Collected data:
---

PR #20074, opened 2024-04-05
update agents to use tool call messages

ccurme:
```python
from langchain.agents import AgentExecutor, create_tool_calling_agent, tool

    [
        ("system", "You are a helpful assistant"),
        MessagesPlaceholder("chat_history", optional=True),
        ("human", "{input}"),
        MessagesPlaceholder("agent_scratchpad"),
    ]
)
model = ChatAnthropic(model="claude-3-opus-20240229")

@tool
    return input + 2

tools = [magic_function]

agent = create_tool_calling_agent(model, tools, prompt)

agent_executor.invoke({"input": "what is the value of magic_function(3)?"})
```
```
> Entering new AgentExecutor chain...

Invoking: `magic_function` with `{'input': 3}`
responded: [{'text': '<thinking>\nThe user has asked for the value of magic_function applied to the input 3. Looking at the available tools, magic_function is the relevant one to use here, as it takes an integer input and returns an integer output.\n\nThe magic_function has one required parameter:\n- input (integer)\n\nThe user has directly provided the value 3 for the input parameter. Since the required parameter is present, we can proceed with calling the function.\n</thinking>', 'type': 'text'}, {'id': 'toolu_01HsTheJPA5mcipuFDBbJ1CW', 'input': {'input': 3}, 'name': 'magic_function', 'type': 'tool_use'}]

5
Therefore, the value of magic_function(3) is 5.

> Finished chain.
{'input': 'what is the value of magic_function(3)?',
 'output': 'Therefore, the value of magic_function(3) is 5.'}
```


libs/langchain/langchain/agents/output_parsers/openai_tools.py
baskaryan, line 1: should we rename things to not be openai-specific? ToolCallAgentAction, parse_tool_call_message_to_agent_action

baskaryan: could perhaps even move to core

libs/core/langchain_core/load/mapping.py
```diff
@@ -126,12 +126,12 @@
...
     ),
-    ("langchain", "schema", "agent", "OpenAIToolAgentAction"): (
+    ("langchain", "schema", "agent", "ToolAgentAction"): (
         "langchain",
         "agents",
         "output_parsers",
-        "openai_tools",
-        "OpenAIToolAgentAction",
+        "tools",
+        "ToolAgentAction",
```
jacoblee93, line 134: Don't think it matters too much in this particular case since actions aren't really serialized but still technically breaking

libs/langchain/langchain/agents/tools_agent/base.py
```diff
@@ -0,0 +1,96 @@
...
+from langchain.agents.format_scratchpad.tools import (
+    format_to_tool_messages,
+)
+from langchain.agents.output_parsers.tools import ToolsAgentOutputParser
+
+
+def create_tools_agent(
+    llm: BaseLanguageModel, tools: Sequence[BaseTool], prompt: ChatPromptTemplate
+) -> Runnable:
+    """Create an agent that uses tools.
```
jacoblee93, line 17: All agents use tools - how about `tool_calling_agent`? Still bad but at least a little bit more distinguished

libs/langchain/langchain/agents/tools_agent/base.py
```diff
@@ -0,0 +1,96 @@
...
+from langchain_core.tools import BaseTool
+
+from langchain.agents.format_scratchpad.tools import (
+    format_to_tool_messages,
+)
+from langchain.agents.output_parsers.tools import ToolsAgentOutputParser
+
+
+def create_tools_agent(
+    llm: BaseLanguageModel, tools: Sequence[BaseTool], prompt: ChatPromptTemplate
```
jacoblee93, line 15: `BaseLanguageModelLike` would be better to account for `.bind()`

jacoblee93: Oh wait, never mind you wouldn't be able to check for the presence of `bind_tools()` below

libs/core/langchain_core/load/mapping.py
baskaryan: yea probably shouldn't change namespace

baskaryan: or should support both

baskaryan: updated

libs/langchain/langchain/agents/tools_agent/base.py
ccurme: sure, made this change

PR #20075, opened 2024-04-05
community: Fix branch not being considered when using GithubFileLoader

mehdiosa:
- **Description:** Added `ref` query parameter so data is not loaded only from the default branch but any branch passed


mehdiosa:
@baskaryan could you have a look at this fix? Thanks :)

---

## TASK DETAILS
Search the records above for the string "opened" and copy each line that holds it.

## WORKED SOLUTION
PR #20074, opened 2024-04-05
PR #20075, opened 2024-04-05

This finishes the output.